*Your task*
Scan the material for the word "variant" and return every matching line.

*Material shown*
PR #2277, opened 2026-03-04
refactor petstore example

mromaszewicz:
Clean up the petstore-expanded example so each server variant is
self-contained: its own generated types and embedded spec, its own copy
of the trivial in-memory store (a Go map), and its own handler
implementation. The backend is simple enough that copying it into each
variant keeps every example readable on its own, with no cross-variant
imports to follow.

Add a single shared test client (common/client) that exercises any
variant's full CRUD behavior over real HTTP, replacing the old
per-variant unit tests that drove the handlers directly without going
through the network.

Co-Authored-By: Claude Opus 4.8 (1M context) <noreply@anthropic.com>


jamietanna (commented):
Although I see the benefit I do wonder if we should embrace the duplication - I think the original intent of this was "look how you'd be able to implement the simple 'petstore' API, with each of these routers"

If we set up shared code, that defeats the point

Not necessarily saying 'no' here, but wondering if we should think if this is the right approach - or whether there's a simpler/different API surface that we want to introduce an example for, where we can implement it once-per-Router?

mromaszewicz:
I'm of two minds on this one. I did this because this started out as one single example with Echo, my initial HTTP router. Now, all these implementations are copy/pasted from each other, and half of them didn't actually work properly (a generated client could not communicate with a generated server).

So, yes, a single example is more convoluted now, however, it's much more obvious which parts are generic and which parts are router-specific.

As-is in this PR, the client can communicate with all the back ends and adding another backend is much easier.

I can drop this refactor and fix up the broken servers independently, but I was thinking of how to make this more thorough and better tested and I figured a shared "store" implementation and a test via the generatd client code were pretty good.

mromaszewicz:
Ok, I'm reducing the scope of this. The implementations will all be simlilarly copy/pasted with each other, and there's going to be a test client which is runnable against any of the server backends to validate its behavior. So this is more of a new test, and bringing everything in sync with each other.

mromaszewicz:
@greptileai review

PR #2287, opened 2026-03-09
fix(cli): remove unused `initialism-overrides` option

### LINKED ISSUE #2276: bug: unused option `initialism-overrides`
At the moment, the `initialism-overrides` option is not used anywhere in the code. I suggest marking it as deprecated or removing it.

The logic has changed [in this PR](https://github.com/oapi-codegen/oapi-codegen/pull/1041/changes#diff-adba78e29f6e65748fe711bfeb66b4a82a9b59226b5d2c0d8c891e2c5a7d48f1R675).

gaiaz-iusipov:
Closes #2276


mromaszewicz:
I think this option was hardly ever used. Generally, removing an option breaks those users who set it explicitly, and it's something we try to avoid, but I think that this can be documented inside the release notes, since it a small config file change.

mromaszewicz (approved):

*Reply*
Clean up the petstore-expanded example so each server variant is
variant keeps every example readable on its own, with no cross-variant
variant's full CRUD behavior over real HTTP, replacing the old
per-variant unit tests that drove the handlers directly without going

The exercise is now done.